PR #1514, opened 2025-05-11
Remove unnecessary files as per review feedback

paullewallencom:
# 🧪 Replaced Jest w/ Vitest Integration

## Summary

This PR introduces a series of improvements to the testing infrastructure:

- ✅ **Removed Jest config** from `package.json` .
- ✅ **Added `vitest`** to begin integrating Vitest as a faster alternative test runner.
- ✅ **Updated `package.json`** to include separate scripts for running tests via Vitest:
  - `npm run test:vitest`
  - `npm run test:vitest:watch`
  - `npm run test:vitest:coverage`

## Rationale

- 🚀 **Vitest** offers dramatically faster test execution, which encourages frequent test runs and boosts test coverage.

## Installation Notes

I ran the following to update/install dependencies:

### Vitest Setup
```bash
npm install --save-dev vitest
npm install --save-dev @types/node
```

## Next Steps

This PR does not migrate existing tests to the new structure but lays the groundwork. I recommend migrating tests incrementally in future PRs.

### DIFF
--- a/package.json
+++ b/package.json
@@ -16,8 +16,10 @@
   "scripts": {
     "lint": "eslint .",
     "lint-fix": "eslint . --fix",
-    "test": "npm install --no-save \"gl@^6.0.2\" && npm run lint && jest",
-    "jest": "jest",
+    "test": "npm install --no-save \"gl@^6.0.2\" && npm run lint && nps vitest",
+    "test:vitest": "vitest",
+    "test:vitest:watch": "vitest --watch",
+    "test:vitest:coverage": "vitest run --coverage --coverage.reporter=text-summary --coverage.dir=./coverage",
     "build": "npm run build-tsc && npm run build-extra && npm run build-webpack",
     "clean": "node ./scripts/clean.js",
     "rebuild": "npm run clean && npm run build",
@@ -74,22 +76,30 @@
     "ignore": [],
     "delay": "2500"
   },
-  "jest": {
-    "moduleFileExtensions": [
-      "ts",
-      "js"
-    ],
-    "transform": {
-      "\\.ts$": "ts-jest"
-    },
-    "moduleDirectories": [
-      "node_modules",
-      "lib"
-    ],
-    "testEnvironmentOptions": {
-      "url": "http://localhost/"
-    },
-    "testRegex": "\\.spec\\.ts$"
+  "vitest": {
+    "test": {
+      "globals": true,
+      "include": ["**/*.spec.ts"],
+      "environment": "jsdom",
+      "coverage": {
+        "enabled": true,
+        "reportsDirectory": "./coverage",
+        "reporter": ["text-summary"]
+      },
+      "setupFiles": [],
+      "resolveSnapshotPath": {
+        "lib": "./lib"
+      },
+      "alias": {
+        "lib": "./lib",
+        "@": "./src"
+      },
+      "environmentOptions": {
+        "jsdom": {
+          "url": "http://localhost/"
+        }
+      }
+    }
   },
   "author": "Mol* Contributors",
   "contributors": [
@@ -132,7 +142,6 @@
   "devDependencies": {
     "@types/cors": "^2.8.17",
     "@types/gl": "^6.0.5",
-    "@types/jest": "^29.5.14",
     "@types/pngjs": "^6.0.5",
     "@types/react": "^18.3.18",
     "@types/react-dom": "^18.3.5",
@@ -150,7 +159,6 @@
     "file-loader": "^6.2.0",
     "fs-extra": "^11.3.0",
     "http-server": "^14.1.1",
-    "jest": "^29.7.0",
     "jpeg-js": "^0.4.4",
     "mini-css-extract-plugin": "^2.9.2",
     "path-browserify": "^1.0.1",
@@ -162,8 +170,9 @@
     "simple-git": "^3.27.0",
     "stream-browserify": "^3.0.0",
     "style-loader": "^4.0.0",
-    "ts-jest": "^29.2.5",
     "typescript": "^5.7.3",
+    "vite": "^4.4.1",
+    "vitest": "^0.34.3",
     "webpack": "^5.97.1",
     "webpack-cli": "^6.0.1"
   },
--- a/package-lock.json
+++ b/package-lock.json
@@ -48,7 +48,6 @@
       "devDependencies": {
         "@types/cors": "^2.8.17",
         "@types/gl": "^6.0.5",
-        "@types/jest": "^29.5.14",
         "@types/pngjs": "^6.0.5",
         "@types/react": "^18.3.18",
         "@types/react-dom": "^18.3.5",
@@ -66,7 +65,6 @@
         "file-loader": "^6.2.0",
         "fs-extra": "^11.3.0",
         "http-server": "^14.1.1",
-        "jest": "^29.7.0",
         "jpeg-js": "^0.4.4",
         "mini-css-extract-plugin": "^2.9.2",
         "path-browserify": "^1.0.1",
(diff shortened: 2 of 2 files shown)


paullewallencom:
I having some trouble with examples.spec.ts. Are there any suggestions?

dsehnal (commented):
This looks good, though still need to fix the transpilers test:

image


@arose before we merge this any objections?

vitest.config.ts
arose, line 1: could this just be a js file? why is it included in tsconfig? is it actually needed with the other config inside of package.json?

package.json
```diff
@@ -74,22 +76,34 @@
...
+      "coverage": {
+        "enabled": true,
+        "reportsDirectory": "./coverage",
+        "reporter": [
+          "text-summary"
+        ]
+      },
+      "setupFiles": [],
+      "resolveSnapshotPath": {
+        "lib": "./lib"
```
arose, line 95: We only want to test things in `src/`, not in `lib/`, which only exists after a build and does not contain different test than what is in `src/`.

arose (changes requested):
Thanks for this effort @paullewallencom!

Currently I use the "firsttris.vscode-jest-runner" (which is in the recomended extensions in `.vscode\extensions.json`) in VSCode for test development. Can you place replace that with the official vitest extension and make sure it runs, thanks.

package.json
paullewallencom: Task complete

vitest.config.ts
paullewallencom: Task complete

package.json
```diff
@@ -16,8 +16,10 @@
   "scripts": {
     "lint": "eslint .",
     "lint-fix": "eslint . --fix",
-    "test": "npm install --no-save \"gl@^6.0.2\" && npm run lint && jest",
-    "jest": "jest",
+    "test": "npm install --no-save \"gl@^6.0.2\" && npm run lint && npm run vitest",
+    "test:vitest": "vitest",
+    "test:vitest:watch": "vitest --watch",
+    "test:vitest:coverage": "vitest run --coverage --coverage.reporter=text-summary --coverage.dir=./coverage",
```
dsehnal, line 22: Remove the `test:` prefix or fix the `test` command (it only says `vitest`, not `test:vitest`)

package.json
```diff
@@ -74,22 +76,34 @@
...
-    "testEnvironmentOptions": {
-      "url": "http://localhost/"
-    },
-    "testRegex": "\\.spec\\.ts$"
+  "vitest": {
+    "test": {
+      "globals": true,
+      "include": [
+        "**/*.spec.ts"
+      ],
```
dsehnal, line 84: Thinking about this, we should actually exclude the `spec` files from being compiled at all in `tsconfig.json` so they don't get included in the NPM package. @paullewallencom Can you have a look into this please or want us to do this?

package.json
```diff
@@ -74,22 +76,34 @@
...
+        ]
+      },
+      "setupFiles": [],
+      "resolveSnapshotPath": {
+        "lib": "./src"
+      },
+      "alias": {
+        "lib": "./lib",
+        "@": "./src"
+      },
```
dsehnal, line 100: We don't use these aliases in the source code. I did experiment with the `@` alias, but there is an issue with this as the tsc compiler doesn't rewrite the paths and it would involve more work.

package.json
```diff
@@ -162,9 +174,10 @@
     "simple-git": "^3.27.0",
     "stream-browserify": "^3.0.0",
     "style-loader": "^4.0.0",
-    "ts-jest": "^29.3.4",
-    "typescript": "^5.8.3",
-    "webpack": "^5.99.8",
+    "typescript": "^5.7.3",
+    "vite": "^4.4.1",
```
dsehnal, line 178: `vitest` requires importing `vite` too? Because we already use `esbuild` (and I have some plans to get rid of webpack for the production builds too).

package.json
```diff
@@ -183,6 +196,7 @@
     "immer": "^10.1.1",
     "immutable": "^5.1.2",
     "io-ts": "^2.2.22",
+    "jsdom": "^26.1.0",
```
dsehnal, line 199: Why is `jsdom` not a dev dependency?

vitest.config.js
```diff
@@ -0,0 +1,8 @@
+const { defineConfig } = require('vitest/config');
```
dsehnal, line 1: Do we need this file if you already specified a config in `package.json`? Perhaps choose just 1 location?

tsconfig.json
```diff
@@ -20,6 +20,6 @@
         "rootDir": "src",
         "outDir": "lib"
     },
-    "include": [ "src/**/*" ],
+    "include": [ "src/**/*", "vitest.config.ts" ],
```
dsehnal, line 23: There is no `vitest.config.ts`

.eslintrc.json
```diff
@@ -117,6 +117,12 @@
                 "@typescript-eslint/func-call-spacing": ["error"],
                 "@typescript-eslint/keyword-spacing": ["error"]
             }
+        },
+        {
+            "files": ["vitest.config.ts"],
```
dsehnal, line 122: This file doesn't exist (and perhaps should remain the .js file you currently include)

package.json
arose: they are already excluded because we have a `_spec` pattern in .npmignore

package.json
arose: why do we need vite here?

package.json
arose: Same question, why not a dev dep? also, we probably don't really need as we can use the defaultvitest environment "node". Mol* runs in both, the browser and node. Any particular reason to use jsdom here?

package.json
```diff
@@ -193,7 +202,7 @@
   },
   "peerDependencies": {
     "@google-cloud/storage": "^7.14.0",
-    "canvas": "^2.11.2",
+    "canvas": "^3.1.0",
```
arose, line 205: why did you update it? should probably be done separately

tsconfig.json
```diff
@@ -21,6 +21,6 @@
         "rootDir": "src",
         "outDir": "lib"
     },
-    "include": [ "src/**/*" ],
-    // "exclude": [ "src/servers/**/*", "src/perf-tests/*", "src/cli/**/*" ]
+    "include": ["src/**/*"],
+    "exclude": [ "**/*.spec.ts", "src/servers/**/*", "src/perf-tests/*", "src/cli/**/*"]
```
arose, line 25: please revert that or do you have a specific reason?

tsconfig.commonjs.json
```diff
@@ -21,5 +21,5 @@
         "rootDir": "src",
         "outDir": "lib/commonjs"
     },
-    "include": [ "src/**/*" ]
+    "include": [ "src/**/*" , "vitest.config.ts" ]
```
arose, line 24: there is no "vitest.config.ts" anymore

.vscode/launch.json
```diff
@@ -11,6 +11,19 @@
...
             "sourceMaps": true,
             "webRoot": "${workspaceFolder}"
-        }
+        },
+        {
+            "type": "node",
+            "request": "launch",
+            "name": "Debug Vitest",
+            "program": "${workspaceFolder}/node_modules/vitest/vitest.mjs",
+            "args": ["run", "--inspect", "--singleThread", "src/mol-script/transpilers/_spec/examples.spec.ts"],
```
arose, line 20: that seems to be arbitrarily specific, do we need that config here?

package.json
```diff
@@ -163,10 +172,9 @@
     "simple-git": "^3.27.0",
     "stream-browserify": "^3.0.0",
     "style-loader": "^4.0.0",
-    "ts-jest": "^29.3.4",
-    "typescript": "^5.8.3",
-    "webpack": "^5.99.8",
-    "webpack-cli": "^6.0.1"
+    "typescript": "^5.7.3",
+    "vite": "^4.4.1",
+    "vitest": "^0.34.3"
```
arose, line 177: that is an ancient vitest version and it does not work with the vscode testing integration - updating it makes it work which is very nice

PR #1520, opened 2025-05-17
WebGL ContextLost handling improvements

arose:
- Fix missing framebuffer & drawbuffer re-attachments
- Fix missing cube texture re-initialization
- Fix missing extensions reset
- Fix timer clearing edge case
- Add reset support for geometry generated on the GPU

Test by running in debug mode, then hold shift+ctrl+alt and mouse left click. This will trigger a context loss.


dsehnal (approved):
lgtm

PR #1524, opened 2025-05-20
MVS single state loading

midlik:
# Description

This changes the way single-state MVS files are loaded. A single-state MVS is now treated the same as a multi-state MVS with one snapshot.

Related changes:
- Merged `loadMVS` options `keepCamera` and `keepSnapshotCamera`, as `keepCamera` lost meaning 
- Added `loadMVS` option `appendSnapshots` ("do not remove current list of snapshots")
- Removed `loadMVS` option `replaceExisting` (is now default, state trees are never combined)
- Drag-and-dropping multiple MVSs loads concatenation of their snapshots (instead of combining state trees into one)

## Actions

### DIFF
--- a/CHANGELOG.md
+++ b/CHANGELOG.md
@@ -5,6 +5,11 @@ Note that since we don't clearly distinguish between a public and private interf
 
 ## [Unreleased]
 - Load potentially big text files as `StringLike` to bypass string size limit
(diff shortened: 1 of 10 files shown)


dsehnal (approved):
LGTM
========================
◆ Work request:
Provide only the count of lines within the entries above that include the string "webpack".

◆ Final answer:
7